**PROBLEM**
Restating every entry exactly is the whole task.

**RECORDS SHOWN**

Issue #288, opened 2016-02-08
Printer assumes anonymous operations are queries. 


BobertForever:
After opening graphql/graphiql#90, it was found by @asiandrummer that the printer assumes all unnamed operations are queries and removes the operation. Via this assumption, unnamed mutations get incorrectly printed. For example:
```
mutation {
  doSomething {
    [...]
  } ,
}
```
gets transformed to:
```
{
  doSomething {
    [...]
  } ,
}
```
Which will fail because doSomething is a mutation and not a query.

[This](https://github.com/graphql/graphql-js/blob/master/src/language/printer.js#L34) appears to be the offending line.

leebyron:
Thanks for the report, this has now been fixed in a patch release!

PR #289, opened 2016-02-08
Provides a correct OperationType without name in GraphQLPrinter

asiandrummer:
Addresses #288. Simply inserts another check to see OperationType is `query` and only omit the keyword in that case. For `mutation` (and `subscription`) the query string should still contain OperationType.

### DIFF
--- a/src/language/__tests__/printer.js
+++ b/src/language/__tests__/printer.js
@@ -34,6 +34,44 @@ describe('Printer', () => {
     );
   });
 
+  it('correctly prints non-query operations without name', () => {
+    const queryAstShorthanded = parse(`query { id, name }`);
+    expect(print(queryAstShorthanded)).to.equal(
+`{
+  id
+  name
+}
+`);
+
+    const mutationAst = parse(`mutation { id, name }`);
+    expect(print(mutationAst)).to.equal(
+`mutation {
+  id
+  name
+}
+`);
+
+    const queryAstWithArtifacts = parse(
+`query ($foo: TestType) @testDirective { id, name }`
+);
+    expect(print(queryAstWithArtifacts)).to.equal(
+`query ($foo: TestType) @testDirective {
+  id
+  name
+}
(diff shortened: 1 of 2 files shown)


src/language/__tests__/printer.js
```diff
@@ -34,6 +34,23 @@ describe('Printer', () => {
     );
   });
 
+  it('correctly prints non-query operations without name', () => {
```
asiandrummer: This test could potentially be within kitchen sink test, but I felt like I'd slow down the tests using it. Let me know if you think otherwise.

src/language/printer.js
```diff
@@ -31,7 +31,8 @@ const printDocASTReducer = {
     const defs = wrap('(', join(node.variableDefinitions, ', '), ')');
     const directives = join(node.directives, ' ');
     const selectionSet = node.selectionSet;
-    return !name ? selectionSet :
+    return !name ? op === `query` ?
+      selectionSet : join([ op, selectionSet ], ' ') :
```
leebyron: unnamed queries can have variable defs and directives.

I think you may want to add a test case like:

```
mutation ($var: String) @directive { field }
```

leebyron:
Sweet, thanks so much for digging into this!

src/language/printer.js
```diff
@@ -31,7 +31,8 @@ const printDocASTReducer = {
     const defs = wrap('(', join(node.variableDefinitions, ', '), ')');
     const directives = join(node.directives, ' ');
     const selectionSet = node.selectionSet;
-    return !name ? selectionSet :
+    return !name ? !directives && !defs && (!op || op === `query`) ?
```
asiandrummer: @leebyron thanks for the good catch - especially that `query` with directives/variable defs would ignore the artifacts and only show the selectionSet, treating it as a short-handed query. Added explicit checks for that exact condition, as well as tests for it.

**SOLUTION TO THIS EXERCISE**
Issue #288, opened 2016-02-08
Printer assumes anonymous operations are queries. 


BobertForever:
After opening graphql/graphiql#90, it was found by @asiandrummer that the printer assumes all unnamed operations are queries and removes the operation. Via this assumption, unnamed mutations get incorrectly printed. For example:
```
mutation {
  doSomething {
    [...]
  } ,
}
```
gets transformed to:
```
{
  doSomething {
    [...]
  } ,
}
```
Which will fail because doSomething is a mutation and not a query.

[This](https://github.com/graphql/graphql-js/blob/master/src/language/printer.js#L34) appears to be the offending line.

leebyron:
Thanks for the report, this has now been fixed in a patch release!

PR #289, opened 2016-02-08
Provides a correct OperationType without name in GraphQLPrinter

asiandrummer:
Addresses #288. Simply inserts another check to see OperationType is `query` and only omit the keyword in that case. For `mutation` (and `subscription`) the query string should still contain OperationType.

### DIFF
--- a/src/language/__tests__/printer.js
+++ b/src/language/__tests__/printer.js
@@ -34,6 +34,44 @@ describe('Printer', () => {
     );
   });
 
+  it('correctly prints non-query operations without name', () => {
+    const queryAstShorthanded = parse(`query { id, name }`);
+    expect(print(queryAstShorthanded)).to.equal(
+`{
+  id
+  name
+}
+`);
+
+    const mutationAst = parse(`mutation { id, name }`);
+    expect(print(mutationAst)).to.equal(
+`mutation {
+  id
+  name
+}
+`);
+
+    const queryAstWithArtifacts = parse(
+`query ($foo: TestType) @testDirective { id, name }`
+);
+    expect(print(queryAstWithArtifacts)).to.equal(
+`query ($foo: TestType) @testDirective {
+  id
+  name
+}
(diff shortened: 1 of 2 files shown)


src/language/__tests__/printer.js
```diff
@@ -34,6 +34,23 @@ describe('Printer', () => {
     );
   });
 
+  it('correctly prints non-query operations without name', () => {
```
asiandrummer: This test could potentially be within kitchen sink test, but I felt like I'd slow down the tests using it. Let me know if you think otherwise.

src/language/printer.js
```diff
@@ -31,7 +31,8 @@ const printDocASTReducer = {
     const defs = wrap('(', join(node.variableDefinitions, ', '), ')');
     const directives = join(node.directives, ' ');
     const selectionSet = node.selectionSet;
-    return !name ? selectionSet :
+    return !name ? op === `query` ?
+      selectionSet : join([ op, selectionSet ], ' ') :
```
leebyron: unnamed queries can have variable defs and directives.

I think you may want to add a test case like:

```
mutation ($var: String) @directive { field }
```

leebyron:
Sweet, thanks so much for digging into this!

src/language/printer.js
```diff
@@ -31,7 +31,8 @@ const printDocASTReducer = {
     const defs = wrap('(', join(node.variableDefinitions, ', '), ')');
     const directives = join(node.directives, ' ');
     const selectionSet = node.selectionSet;
-    return !name ? selectionSet :
+    return !name ? !directives && !defs && (!op || op === `query`) ?
```
asiandrummer: @leebyron thanks for the good catch - especially that `query` with directives/variable defs would ignore the artifacts and only show the selectionSet, treating it as a short-handed query. Added explicit checks for that exact condition, as well as tests for it.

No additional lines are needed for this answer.